Well, that’s not what Bob titled it.  He calls it The Ecstasy of Lovecraft.  But my title is appropriate, I think!  This is a talk that Dr. Robert M. Price gave last weekend at the H.P. Lovecraft Film Festival, after the “Yog-Sothoth Spaghetti Dinner”.

Bob was kind enough to send this to me so that you all could read it.  (And you can watch it, and the “Yog-Sothoth Spaghetti Dinner”, in the video at the end of this post.) – MD

The Ecstasy of Lovecraft, by Robert M. Price

We enjoy the joke of pretending there are cults of Cthulhu and Yog-Sothoth. I know I do. But it raises a serious question: can there be a Lovecraftian spirituality? I don’t mean the fanatical hero worship we are inclined to direct toward the Providence Prophet, though like the Elvis cult, that has some of the marks of a religion—pilgrimages to the holy sites mentioned in Lovecraft’s stories, commemoration of his birth and death, and so on. I’m proud to say Lovecraft has profoundly influenced my life—as I think you know!

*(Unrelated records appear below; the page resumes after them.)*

PR #4784, opened 2017-01-22
ISPN-7377 RPCs to non-members throw spurious TimeoutException

danberindei:
… members

https://issues.jboss.org/browse/ISPN-7377

MessageDispatcher.cast() removes missing members from the destinations list

### DIFF
--- a/core/src/main/java/org/infinispan/remoting/transport/jgroups/Responses.java
+++ b/core/src/main/java/org/infinispan/remoting/transport/jgroups/Responses.java
@@ -24,31 +24,20 @@ import net.jcip.annotations.ThreadSafe;
 @ThreadSafe
 public class Responses implements Iterable<Map.Entry<Address, Rsp<Response>>> {
    public static final Responses EMPTY = new Responses(Collections.emptyList());
+   public static final Rsp<Response> SUSPECTED_RSP = new Rsp<>();
+
    private final Address[] addresses;
    private final AtomicReferenceArray<Rsp<Response>> responses;
    private volatile boolean timedOut = false;
+
+   static {
+      SUSPECTED_RSP.setSuspected();
+   }
 
    public Responses(Collection<Address> addresses) {
       int size = addresses.size();
       this.addresses = addresses.toArray(new Address[size]);
       this.responses = new AtomicReferenceArray<>(size);
-   }
-
-   /**
-    * Constructs a new instance with responses from all recipients marked
-    * as suspected.
-    *
-    * @param dests Collection of recipients.
-    * @return
-    */
-   public static Responses suspected(Collection<Address> dests) {
-      Responses responses = new Responses(dests);
-      for (int i = 0; i < responses.addresses.length; ++i) {
-         Rsp<Response> rsp = new Rsp<>();
-         rsp.setSuspected();
-         responses.responses.set(i, rsp);
-      }
-      return responses;
    }
 
    /**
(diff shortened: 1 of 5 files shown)


core/src/main/java/org/infinispan/remoting/transport/jgroups/Responses.java
```diff
@@ -58,19 +64,38 @@ public static Responses suspected(Collection<Address> dests) {
...
-      this.responses = new AtomicReferenceArray<>(size);
-      int i = 0;
-      for (Map.Entry<Address, Rsp<Response>> e : results.entrySet()) {
-         addresses[i] = e.getKey();
-         Rsp<Response> rsp = e.getValue();
-         // keep non-received response as null
-         if (rsp.wasReceived() || rsp.wasSuspected() || rsp.wasUnreachable()) {
-            responses.set(i, rsp);
+   public Responses(Collection<Address> dests, RspList<Response> results) {
+      if (dests != null && dests.size() < results.size()) {
```
rvansa: I don't really understand when this happens: is `dest` strict subset of addresses in `results`? Does this mean that there is a result from node we have not sent the message to? On the other hand, it seems that an address from `dests` could be missing in `results` so I don't understand why are you comparing the size of the sets this way...

rvansa:
Is it possible to add an unit test?

core/src/main/java/org/infinispan/remoting/transport/jgroups/Responses.java
danberindei: Yeah, the condition should have been the other way around, and that's why the fix didn't really work.

danberindei:
I fixed the comparison and added a test.

rvansa:
@danberindei Okay, looks better :) However, I would rather like to see this as a fix to JGroups than a workaround like this. Or, even better, we could get rid of the `RspList` completely, as this is quite heavy allocation-wise (it's a HashMap), pushing `Responses` to JGroups. There are quite a few translations from JGroups APIs to different sorts of maps for each request.

belaban:
I've been thinking about changing this to use a more reactive pattern like onNext() for each response, terminated by onCompletion() / onError().
However, this is an API change and I don't want to introduce this so late in the game. Besides, Infinispan will move from MessageDispatcher to JChannel and therefore this is (or will be) moot.

rvansa:
@danberindei How do we remember to remove this burden once Infinispan stops using MD, then?

danberindei:
@rvansa If we stop using MD then we automatically stop using RspList as well, we'll keep only the `HashMap` in `Responses` :)

I've already started working on this, and for now I'm still using `Rsp`, but I completely replaced `RspList` with `Responses`. Before I open the PR I intend to remove the usage of `Rsp` as well. I have also considered changing the API, but I'm not convinced about using lambdas for this.

@belaban Still, @rvansa is right, it would be better if we didn't need this workaround, and `MessageDispatcher.cast()` created a `Rsp` instance for each recipient when the collection of addresses is not `null`.

belaban:
Not sure I follow... why do you still need Rsp or Responses (from JGroups?) if you use the channel directly?

danberindei:
@belaban `Responses` is our own class, but for some reason @rvansa wants to push it to JGroups ;)
I'm still using `Rsp` at the current stage of the migration to JChannel, but I'm removing those usages soon.

rvansa:
@danberindei I don't want to push it into JGroups if that wouldn't be of use; I want to avoid RspList -> Responses transformations.

galderz:
So, what's the conclusion to this?

danberindei:
I think it's ready to go in, and we'll resume the `Responses` discussion when I finish https://issues.jboss.org/browse/ISPN-6971 :)

slaskawi:
Integrated thanks!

I think that Lovecraft himself experienced a real spirituality and expressed it matchlessly well. Let me read you the evidence.

XIII. Hesperia

The winter sunset, flaming beyond spires
And chimneys half-detached from this dull sphere,
Opens great gates to some forgotten year
Of elder splendours and divine desires.
Expectant wonders burn in those rich fires,
Adventure-fraught, and not untinged with fear;
A row of sphinxes where the way leads clear
Toward walls and turrets quivering to far lyres.

It is the land where beauty’s meaning flowers;
Where every unplaced memory has a source;
Where the great river Time begins its course
Down the vast void in starlit streams of hours.
Dreams bring us close—but ancient lore repeats
That human tread has never soiled these streets.

XIV. Star-Winds

It is a certain hour of twilight glooms,
Mostly in autumn, when the star-wind pours
Down hilltop streets, deserted out-of-doors,
But shewing early lamplight from snug rooms.
The dead leaves rush in strange, fantastic twists,
And chimney-smoke whirls round with alien grace,
Heeding geometries of outer space,
While Fomalhaut peers in through southward mists.

This is the hour when moonstruck poets know
What fungi sprout in Yuggoth, and what scents
And tints of flowers fill Nithon’s continents,
Such as in no poor earthly garden blow.
Yet for each dream these winds to us convey,
A dozen more of ours they sweep away!

XXVIII. Expectancy

I cannot tell why some things hold for me
A sense of unplumbed marvels to befall,
Or of a rift in the horizon’s wall
Opening to worlds where only gods can be.
There is a breathless, vague expectancy,
As of vast ancient pomps I half recall,
Or wild adventures, uncorporeal,
Ecstasy-fraught, and as a day-dream free.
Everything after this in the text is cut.